YOUR INSTRUCTIONS:
Each line containing the word "setAllLoglevel" must be copied from the material below.

--- START ---

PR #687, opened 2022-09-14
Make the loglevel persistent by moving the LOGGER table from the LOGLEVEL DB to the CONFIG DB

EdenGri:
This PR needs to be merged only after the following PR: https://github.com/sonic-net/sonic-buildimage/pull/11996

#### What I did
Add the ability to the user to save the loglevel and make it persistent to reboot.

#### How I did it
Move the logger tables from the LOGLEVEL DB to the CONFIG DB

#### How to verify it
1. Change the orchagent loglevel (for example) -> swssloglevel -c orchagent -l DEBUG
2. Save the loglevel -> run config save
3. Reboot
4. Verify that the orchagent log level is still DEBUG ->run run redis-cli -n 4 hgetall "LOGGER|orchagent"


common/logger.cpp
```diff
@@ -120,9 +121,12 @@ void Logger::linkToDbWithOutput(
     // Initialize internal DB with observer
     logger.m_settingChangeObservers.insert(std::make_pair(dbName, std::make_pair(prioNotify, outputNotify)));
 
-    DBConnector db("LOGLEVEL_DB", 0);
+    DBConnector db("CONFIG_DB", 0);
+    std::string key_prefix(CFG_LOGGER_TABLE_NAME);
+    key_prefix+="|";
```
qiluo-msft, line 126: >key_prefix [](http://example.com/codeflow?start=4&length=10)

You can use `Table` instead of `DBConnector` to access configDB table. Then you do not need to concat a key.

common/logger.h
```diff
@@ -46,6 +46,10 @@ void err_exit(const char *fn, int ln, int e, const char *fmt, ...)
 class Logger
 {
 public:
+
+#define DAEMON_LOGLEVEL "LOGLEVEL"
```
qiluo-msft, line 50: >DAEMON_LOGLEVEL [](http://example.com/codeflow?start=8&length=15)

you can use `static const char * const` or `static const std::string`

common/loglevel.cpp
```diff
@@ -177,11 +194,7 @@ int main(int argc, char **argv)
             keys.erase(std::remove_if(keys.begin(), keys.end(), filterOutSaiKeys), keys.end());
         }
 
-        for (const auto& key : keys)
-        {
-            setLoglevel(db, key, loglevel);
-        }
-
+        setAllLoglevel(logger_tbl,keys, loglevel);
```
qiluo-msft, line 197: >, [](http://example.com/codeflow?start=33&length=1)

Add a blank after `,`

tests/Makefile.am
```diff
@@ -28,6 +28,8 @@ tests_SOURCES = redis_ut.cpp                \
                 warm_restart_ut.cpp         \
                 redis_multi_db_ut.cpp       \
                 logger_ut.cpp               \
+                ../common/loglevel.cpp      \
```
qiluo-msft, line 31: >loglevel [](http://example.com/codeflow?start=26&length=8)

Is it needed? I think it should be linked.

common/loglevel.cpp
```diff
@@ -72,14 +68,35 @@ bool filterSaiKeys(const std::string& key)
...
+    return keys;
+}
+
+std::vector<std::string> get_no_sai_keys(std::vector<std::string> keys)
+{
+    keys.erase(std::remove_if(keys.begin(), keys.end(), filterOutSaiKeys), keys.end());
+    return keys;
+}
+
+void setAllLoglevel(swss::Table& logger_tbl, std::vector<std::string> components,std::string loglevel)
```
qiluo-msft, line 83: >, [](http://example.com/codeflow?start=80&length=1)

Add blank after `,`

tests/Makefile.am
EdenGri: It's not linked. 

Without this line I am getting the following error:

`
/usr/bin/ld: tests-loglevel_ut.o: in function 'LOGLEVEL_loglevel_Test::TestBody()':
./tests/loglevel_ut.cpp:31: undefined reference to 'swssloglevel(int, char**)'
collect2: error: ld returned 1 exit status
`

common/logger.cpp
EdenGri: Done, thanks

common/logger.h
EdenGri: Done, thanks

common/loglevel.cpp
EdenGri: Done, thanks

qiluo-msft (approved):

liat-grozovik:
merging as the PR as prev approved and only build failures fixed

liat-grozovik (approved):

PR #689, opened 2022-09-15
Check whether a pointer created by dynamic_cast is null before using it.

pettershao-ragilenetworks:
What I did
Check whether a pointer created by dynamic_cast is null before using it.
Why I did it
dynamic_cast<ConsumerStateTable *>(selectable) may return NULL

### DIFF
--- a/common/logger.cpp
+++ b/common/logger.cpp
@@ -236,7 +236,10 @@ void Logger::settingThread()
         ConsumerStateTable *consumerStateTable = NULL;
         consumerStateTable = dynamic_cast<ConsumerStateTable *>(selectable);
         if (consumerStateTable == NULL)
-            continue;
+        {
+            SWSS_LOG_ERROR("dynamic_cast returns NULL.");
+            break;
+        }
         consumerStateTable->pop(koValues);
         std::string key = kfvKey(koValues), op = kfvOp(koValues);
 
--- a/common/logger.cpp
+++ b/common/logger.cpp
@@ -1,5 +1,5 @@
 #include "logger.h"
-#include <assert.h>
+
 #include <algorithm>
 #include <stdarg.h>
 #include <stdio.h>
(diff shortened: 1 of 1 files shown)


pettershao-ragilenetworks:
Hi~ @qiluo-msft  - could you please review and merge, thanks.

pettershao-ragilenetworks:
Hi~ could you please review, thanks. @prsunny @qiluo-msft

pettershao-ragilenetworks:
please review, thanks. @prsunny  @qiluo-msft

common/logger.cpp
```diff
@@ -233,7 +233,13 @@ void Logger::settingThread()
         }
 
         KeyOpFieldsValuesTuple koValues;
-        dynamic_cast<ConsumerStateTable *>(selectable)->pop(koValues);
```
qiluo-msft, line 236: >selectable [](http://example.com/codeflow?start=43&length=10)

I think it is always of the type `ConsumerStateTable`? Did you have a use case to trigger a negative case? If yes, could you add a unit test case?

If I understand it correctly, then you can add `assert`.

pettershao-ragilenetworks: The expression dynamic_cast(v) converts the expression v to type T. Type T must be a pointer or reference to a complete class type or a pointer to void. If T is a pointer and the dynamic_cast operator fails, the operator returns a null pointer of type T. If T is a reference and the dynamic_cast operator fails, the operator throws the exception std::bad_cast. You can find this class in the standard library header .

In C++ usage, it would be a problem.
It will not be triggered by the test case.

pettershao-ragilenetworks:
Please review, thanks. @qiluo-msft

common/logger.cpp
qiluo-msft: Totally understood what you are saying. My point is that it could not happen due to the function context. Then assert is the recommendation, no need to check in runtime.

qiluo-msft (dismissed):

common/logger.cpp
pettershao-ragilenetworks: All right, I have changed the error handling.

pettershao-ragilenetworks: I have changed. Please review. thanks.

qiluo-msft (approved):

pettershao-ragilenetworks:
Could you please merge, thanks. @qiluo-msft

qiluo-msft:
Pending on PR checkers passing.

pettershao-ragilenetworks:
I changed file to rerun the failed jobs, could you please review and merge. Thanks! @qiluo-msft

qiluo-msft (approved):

--- END ---
--- START ---

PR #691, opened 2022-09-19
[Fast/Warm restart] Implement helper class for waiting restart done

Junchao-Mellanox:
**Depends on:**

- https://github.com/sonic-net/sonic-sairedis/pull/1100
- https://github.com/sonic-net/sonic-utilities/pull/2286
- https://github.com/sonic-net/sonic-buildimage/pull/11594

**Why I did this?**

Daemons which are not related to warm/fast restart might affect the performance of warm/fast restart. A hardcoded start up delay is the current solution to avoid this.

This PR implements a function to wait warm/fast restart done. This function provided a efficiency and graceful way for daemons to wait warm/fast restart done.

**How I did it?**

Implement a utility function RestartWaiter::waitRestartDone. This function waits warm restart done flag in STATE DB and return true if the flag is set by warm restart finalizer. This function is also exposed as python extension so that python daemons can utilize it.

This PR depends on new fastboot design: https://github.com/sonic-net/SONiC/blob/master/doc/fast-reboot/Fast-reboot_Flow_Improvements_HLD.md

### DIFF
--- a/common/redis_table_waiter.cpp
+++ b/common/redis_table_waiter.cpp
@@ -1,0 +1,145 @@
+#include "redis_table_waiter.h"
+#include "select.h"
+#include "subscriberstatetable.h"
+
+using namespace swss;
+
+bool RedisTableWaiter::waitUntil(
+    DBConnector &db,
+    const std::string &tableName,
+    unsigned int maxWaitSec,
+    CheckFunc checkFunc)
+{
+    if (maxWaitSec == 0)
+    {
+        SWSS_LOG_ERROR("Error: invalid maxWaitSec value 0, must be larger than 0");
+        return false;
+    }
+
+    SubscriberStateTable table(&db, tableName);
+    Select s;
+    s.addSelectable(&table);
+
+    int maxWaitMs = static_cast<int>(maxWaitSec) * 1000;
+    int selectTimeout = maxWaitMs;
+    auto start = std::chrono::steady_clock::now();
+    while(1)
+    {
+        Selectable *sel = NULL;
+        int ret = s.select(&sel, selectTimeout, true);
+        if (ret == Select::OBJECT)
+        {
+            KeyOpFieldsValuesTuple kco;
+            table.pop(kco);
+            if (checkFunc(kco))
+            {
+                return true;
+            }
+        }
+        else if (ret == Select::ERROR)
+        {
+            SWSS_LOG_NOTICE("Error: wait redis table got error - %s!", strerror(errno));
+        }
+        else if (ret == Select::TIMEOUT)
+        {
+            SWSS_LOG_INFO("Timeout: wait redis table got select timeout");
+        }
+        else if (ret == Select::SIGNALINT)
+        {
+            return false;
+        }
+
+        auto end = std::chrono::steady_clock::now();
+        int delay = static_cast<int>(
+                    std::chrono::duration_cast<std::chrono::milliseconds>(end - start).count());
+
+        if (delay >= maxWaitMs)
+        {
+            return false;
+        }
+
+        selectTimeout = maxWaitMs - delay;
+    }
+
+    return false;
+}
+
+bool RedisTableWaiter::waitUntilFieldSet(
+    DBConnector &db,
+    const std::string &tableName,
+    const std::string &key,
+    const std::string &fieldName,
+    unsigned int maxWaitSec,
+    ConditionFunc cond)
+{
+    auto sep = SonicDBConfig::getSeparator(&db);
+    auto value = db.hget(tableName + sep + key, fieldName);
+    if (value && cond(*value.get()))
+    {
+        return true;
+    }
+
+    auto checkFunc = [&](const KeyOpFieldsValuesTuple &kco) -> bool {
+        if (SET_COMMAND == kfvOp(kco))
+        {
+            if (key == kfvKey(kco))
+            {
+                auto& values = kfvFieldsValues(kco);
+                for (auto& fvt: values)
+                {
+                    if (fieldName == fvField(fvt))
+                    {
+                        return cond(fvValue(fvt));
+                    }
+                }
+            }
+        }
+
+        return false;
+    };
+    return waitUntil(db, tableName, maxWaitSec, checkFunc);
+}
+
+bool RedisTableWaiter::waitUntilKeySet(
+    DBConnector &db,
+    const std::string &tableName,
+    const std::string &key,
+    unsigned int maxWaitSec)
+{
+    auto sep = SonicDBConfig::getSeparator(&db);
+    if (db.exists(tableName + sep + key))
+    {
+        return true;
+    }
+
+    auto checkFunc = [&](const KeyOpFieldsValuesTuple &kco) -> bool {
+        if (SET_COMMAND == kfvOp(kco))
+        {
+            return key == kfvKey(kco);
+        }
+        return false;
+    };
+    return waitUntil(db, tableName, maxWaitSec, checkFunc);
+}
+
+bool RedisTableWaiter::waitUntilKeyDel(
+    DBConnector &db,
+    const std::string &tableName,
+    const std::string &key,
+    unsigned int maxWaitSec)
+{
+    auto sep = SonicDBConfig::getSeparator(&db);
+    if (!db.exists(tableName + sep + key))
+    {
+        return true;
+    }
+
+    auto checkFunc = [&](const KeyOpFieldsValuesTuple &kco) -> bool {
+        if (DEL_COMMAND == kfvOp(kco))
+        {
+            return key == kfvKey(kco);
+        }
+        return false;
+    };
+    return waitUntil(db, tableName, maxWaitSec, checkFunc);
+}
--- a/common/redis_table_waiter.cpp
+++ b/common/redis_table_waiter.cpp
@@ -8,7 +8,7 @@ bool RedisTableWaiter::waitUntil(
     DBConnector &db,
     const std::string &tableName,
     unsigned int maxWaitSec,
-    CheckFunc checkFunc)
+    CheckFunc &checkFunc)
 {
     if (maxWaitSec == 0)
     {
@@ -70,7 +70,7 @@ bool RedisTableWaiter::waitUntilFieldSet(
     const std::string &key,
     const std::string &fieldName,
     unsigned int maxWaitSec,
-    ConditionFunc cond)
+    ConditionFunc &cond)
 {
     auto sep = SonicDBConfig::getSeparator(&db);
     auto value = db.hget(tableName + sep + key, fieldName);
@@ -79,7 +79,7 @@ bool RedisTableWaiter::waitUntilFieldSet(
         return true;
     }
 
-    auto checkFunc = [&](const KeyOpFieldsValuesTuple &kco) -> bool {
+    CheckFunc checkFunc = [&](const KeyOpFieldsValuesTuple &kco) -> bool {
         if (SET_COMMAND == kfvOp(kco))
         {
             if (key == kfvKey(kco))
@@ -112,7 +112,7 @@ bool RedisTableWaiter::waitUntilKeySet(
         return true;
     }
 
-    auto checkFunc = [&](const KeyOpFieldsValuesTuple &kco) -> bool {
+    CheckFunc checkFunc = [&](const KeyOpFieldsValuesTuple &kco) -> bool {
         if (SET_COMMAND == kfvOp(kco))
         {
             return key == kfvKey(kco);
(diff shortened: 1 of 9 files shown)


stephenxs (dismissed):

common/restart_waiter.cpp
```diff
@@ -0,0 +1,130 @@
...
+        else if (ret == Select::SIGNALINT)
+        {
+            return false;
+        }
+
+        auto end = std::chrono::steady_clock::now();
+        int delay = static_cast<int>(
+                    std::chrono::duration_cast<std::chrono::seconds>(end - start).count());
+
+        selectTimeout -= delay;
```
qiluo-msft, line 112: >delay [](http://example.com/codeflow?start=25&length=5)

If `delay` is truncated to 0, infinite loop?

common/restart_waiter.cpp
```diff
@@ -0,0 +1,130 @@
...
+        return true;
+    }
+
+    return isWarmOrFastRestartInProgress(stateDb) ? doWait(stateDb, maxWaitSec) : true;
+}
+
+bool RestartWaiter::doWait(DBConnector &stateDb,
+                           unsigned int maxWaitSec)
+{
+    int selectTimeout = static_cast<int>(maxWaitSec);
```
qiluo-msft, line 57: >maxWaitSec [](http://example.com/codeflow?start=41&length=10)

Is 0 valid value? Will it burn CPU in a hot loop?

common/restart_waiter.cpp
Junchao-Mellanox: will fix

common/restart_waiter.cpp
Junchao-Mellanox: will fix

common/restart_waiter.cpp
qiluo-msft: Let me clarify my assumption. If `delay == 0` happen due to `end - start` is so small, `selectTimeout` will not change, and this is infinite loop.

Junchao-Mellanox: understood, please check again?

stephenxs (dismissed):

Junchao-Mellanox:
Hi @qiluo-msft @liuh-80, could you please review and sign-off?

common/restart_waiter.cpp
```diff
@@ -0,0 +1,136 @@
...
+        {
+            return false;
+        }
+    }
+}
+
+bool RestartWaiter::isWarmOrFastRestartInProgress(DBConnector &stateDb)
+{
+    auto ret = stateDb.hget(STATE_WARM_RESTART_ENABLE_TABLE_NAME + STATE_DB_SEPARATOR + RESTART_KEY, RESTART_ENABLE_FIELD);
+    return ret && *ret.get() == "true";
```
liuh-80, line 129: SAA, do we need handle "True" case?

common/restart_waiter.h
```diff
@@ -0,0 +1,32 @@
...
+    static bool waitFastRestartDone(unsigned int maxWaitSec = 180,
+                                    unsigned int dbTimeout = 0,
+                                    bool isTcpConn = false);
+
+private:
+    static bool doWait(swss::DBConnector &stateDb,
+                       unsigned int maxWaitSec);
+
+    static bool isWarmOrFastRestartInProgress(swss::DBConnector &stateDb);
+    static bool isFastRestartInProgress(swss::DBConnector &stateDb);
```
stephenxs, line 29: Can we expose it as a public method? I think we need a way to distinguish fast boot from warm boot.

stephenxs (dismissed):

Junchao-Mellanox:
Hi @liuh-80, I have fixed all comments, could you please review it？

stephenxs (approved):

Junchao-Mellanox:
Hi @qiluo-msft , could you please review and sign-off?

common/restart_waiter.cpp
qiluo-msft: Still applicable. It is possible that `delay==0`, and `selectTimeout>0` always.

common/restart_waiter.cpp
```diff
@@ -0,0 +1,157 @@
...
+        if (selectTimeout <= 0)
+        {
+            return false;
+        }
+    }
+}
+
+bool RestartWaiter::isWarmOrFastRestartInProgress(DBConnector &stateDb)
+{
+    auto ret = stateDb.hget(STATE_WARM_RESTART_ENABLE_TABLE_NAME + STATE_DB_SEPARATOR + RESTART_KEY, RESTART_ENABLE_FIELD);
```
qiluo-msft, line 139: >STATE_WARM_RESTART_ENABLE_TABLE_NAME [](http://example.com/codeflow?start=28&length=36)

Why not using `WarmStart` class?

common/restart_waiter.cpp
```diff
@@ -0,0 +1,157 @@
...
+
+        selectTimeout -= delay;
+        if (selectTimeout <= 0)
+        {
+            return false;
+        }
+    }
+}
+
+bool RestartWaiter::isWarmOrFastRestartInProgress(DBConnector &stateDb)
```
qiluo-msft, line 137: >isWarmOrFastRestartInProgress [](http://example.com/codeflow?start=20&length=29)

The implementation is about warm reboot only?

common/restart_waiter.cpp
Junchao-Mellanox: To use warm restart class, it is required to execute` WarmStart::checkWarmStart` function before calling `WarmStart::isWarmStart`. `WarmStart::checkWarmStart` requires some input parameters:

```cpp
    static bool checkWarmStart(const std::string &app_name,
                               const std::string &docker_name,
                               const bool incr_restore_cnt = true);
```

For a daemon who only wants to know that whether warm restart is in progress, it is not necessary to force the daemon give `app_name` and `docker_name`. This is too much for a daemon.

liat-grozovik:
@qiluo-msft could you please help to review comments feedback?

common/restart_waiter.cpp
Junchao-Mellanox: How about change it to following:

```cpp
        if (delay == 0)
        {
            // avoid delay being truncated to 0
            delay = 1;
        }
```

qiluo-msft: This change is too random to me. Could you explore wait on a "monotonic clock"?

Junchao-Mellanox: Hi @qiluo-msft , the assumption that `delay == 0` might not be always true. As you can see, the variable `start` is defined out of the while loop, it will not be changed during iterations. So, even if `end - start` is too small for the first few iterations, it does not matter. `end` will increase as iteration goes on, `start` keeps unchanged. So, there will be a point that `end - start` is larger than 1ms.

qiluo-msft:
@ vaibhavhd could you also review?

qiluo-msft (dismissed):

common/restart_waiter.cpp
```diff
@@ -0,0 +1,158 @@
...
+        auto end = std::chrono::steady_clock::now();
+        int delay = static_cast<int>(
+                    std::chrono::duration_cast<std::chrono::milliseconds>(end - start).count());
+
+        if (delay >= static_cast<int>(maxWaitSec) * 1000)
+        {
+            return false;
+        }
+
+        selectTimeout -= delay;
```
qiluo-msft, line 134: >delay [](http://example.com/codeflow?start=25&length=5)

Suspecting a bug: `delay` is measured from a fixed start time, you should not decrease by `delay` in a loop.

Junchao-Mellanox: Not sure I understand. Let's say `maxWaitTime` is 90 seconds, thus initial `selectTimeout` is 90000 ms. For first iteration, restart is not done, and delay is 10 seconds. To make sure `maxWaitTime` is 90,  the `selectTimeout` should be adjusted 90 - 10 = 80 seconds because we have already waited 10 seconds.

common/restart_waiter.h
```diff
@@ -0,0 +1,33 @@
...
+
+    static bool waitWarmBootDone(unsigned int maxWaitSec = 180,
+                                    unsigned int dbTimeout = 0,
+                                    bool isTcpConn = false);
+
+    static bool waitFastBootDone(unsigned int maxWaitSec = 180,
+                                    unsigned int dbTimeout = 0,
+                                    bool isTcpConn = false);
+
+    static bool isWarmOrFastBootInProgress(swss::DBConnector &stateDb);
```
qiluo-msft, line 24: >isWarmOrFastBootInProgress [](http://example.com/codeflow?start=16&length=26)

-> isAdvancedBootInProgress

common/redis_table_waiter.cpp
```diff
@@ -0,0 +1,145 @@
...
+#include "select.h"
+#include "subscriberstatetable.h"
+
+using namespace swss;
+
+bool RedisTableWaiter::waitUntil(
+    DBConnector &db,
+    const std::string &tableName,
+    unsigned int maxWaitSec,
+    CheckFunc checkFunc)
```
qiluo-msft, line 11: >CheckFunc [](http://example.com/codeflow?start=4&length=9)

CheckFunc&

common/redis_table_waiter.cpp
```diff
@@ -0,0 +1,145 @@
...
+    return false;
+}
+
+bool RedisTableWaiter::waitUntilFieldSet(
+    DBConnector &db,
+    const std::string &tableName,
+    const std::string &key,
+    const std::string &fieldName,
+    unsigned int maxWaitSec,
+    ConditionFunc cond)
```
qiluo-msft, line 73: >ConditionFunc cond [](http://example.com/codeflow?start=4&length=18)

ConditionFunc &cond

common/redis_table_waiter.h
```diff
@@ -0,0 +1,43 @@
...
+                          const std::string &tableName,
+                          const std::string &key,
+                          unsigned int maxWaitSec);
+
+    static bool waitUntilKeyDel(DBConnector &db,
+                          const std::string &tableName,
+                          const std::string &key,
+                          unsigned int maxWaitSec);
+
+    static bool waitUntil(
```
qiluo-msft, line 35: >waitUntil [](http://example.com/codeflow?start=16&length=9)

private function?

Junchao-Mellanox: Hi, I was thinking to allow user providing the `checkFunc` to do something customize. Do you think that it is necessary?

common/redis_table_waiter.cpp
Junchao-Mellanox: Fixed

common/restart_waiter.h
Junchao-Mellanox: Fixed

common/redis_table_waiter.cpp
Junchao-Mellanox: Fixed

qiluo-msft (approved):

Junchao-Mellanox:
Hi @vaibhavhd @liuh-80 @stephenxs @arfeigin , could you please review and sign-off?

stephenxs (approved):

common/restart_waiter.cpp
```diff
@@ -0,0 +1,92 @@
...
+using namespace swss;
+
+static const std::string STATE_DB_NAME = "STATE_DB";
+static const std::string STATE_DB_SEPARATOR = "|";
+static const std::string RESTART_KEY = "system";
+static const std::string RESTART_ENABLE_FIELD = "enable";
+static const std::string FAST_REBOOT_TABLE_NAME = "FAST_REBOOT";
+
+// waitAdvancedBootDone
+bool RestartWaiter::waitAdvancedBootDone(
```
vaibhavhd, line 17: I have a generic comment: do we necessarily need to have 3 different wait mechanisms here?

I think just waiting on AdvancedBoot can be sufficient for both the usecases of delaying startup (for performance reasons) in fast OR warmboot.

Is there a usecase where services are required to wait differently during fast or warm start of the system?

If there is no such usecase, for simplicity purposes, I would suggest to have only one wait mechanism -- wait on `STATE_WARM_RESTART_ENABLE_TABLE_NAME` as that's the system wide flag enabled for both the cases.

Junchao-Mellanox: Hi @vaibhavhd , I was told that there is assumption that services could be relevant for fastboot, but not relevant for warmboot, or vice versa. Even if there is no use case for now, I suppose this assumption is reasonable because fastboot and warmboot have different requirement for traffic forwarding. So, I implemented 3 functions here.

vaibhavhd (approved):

--- END ---

ANSWER SPACE:
+        setAllLoglevel(logger_tbl,keys, loglevel);
+void setAllLoglevel(swss::Table& logger_tbl, std::vector<std::string> components,std::string loglevel)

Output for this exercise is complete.